Publication of data on the other hand is an even more challenging topic especially when considering proprietary data. Public bioacitivty data often have a lower number of negative or inactive data compared to proprietary data, thus displaying a higher ratio of actives to inactives than commonly seen in i.e. high-throughput screening (HTS) runs [18,19,20,21]. Thus, public and proprietary data sets complement each other in terms of chemical space coverage. Another advantage of proprietary data is the estimation of experimental uncertainty, since often a more homogeneous curation pipeline and assay setup is applied as well as multiple measurements for the same compounds are available. In order to satisfy the request for reproducibility and data sharing without violating intellectual property (IP) rights, the application of developed methods and workflows to public and private data in the same manner is a good solution. This process has been encouraged for research papers submitted to J. Cheminf. as demonstrated by these examples [22, 23].

The workflows submitted for this special issue include KNIME workflows [24], Galaxy [25] or Jupyter notebooks[26]. In addition to these workflow tools, platforms for publishing and sharing of code, such as GitHub [27] or GitLab are available and allow sharing with and enhancements by peers. Larger data that requires more storage space, such as model input data or machine learning models themselves, can be stored in open-repositories such as Zenodo [28]. Docker [29] became popular in order to avoid any issues with cross platform installation. With all these resources available, ideal conditions for improvements and requirements for reproducibility are at hand.

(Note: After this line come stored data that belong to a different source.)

PR #2039, opened 2023-04-03
(BIDS-1266) Don't load a js for the entire page

Eisei24:


templates/pools/pools.html
```diff
@@ -87,4 +86,5 @@
     </div>
   </section>
   <div id="tempcont" class=""></div>
+  <script src="/js/jquery.min.js"></script>
```
MauserBitfly, line 89: <script src="/js/jquery.min.js"></script> can be removed entirely from this file as it is already included in the layout.html (which wraps this page)

MauserBitfly: The error was caused because the import of the jquery.min overwrote the already loaded jquery instance from the layout.html. 
The version from the layout.html was enhanced with the lib <script src="/js/typeahead.bundle.min.js"></script>.
As this was overwritten, the error ocurred. 

It is just a timing accident that it works when you load the jquery at the end of the pools.html. Pls. remove it!

Eisei24: Removed.

MauserBitfly (approved):

PR #2041, opened 2023-04-03
(BIDS-1911) Fix sync period handling for exiting validators

D13ce:


handlers/api.go
```diff
@@ -1075,15 +1075,13 @@ func getExpectedSyncCommitteeSlots(validators []uint64, epoch uint64) (expectedS
...
+		if vi.ExitEpoch > epoch || vi.ExitEpoch == noEpoch {
 			lastEpoch = epoch
 		}
 
-		{
-			spoe := utils.SyncPeriodOfEpoch(lastEpoch)
-			if _, found := periodInfoMap[spoe]; !found {
-				return 0, fmt.Errorf("required period not found: SyncPeriodOfEpoch(%v) = '%v'", lastEpoch, spoe)
-			}
+		spoe := utils.SyncPeriodOfEpoch(lastEpoch)
```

Ultimately, publication of workflows does not mean that these workflows cannot be changed anymore. These serve as a basis and starting point for further research and can also help during teaching, with already existing initiatives such as TeachOpenCADD [30, 31]. Thus, we strongly encourage open access publication of workflows in order to help driving research the best way possible.

In this special issue, diverse topics were covered from data analysis (nonadditivity analysis, thermal shift assay analysis, or MS/MS analysis for metabolomics), structural analysis (drug-protein interactions, fragment-based virtual screening) to machine learning (retraining of ML models, ML for off-target predictions, MMPA and QSAR). This nicely illustrates how important data workflows and analysis are across different scientfic fields.

As mentioned already, data availability is still a great challenge especially when it comes to high quality data. Many of todays’ influential researchers have grown up in a culture where data and knowledge sharing has not been appreciated yet, but was rather seen as potentially limiting their chances for securing one of the rare tenured academic positions. Herein, a reward system to encourage data sharing could be a first incentive. Additionally, data sharing initiatives, such as federated learning with the MELLODDY project [32], have been conducted to share proprietary data and enhance machine learning models across companies. In the future, it would be great to see more initiatives to share data cross company but also between academia and industry to advance method development.